Tout au long de ma vie, j’ai apprécié la discrétion de Charles de Foucauld. Dans son désert, loin du bruit de la ville, loin des crises de l’Eglise, il semblait inatteignable et distant par rapport aux situations tragiques de notre société. L’annonce de sa canonisation imminente m’a interrogé. Quel sens peut-avoir aujourd’hui cette canonisation ?

Deux mots caractérisent notre monde actuel : encombrement et désert. Notre société est suréquipée, suralimentée, surchargée, et elle produit des crises : les routes sont encombrées, les oreilles n’entendent plus par excès d’information, les estomacs sont lourds, les cerveaux sont inondés de nouvelles superflues. Et non loin de nos lieux de vie, c’est le manque, la pénurie, la faim, la soif, l’absence de vie ou la peur…

Au milieu de cela, un homme apparaît : Charles de Foucauld. D’où vient-il ? Issu d’une famille noble et aisée, il s’engage dans l’armée, malgré sa résistance à l’autorité et son goût pour les distractions mondaines. Et c’est au cœur de ce cadre de vie disciplinée qu’il découvre le vide de la vie. C’est une conversion foudroyante et un cheminement profond, en quête de sens et de vérité.
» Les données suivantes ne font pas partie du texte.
Issue #349, opened 2015-02-05
ExternalLoginSignInAsync be virtual method


jleung-adxstudio:
Can SignInManger.ExternalLoginSignInAsync be made virtual like the other SignIn methods? Even better would be able to override the PreSignInCheck to do custom user lockout.

PR #353, opened 2015-02-06
Add missing virtuals

HaoK:
Enable unit test verifying methods are virtual

Fixes https://github.com/aspnet/Identity/issues/349

cc @divega @suhasj


divega:
:shipit:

Il sort des sentiers d’une vie tracée par l’armée, il fuit les promotions et se lance dans l’aventure d’une vie autre : il découvre le Maroc et un peuple religieux qui lui fait toucher du doigt la grandeur de Dieu… Il est marqué par l’expression de la pratique musulmane et la transcendance de Dieu…

Charles est touché par cette religion musulmane et vibre à l’Absolu de Dieu. Il déchiffre un monde qui aboutira plus tard, pour lui, à un travail sur la langue parlée des Touareg. Il facilitera la communication entre eux et avec lui. Avec patience et passion, et ce n’est pas la moindre des actions humanitaires, il révèle une culture, et une langue, il donne vie à un peuple. Et ce n’est pas la partie la plus connue de la vie de Charles de Foucauld.

Ses activités multiples et sans lien apparent ébauchent ce visage unique qui n’apparaîtra qu’en fin de vie : « Frère universel ». Il devient un homme parmi les humains, après de longs temps de recherche, sans aucune étiquette, simplement disciple de Jésus. Sa « forme de vie » accompagnée par le rare courrier de quelques témoins, constitue une innovation dans l’Eglise de son temps et interroge encore aujourd’hui. Il est travaillé par un immense amour de Dieu; et cela se révèle dans les rencontres et l’amitié sans frontière pour tous.

Désencombré à l’extrême et sans structure religieuse, c’est dans cette situation qu’il perçoit la grandeur de Dieu. Charles, à la suite de Jésus, voudra aimer toujours davantage.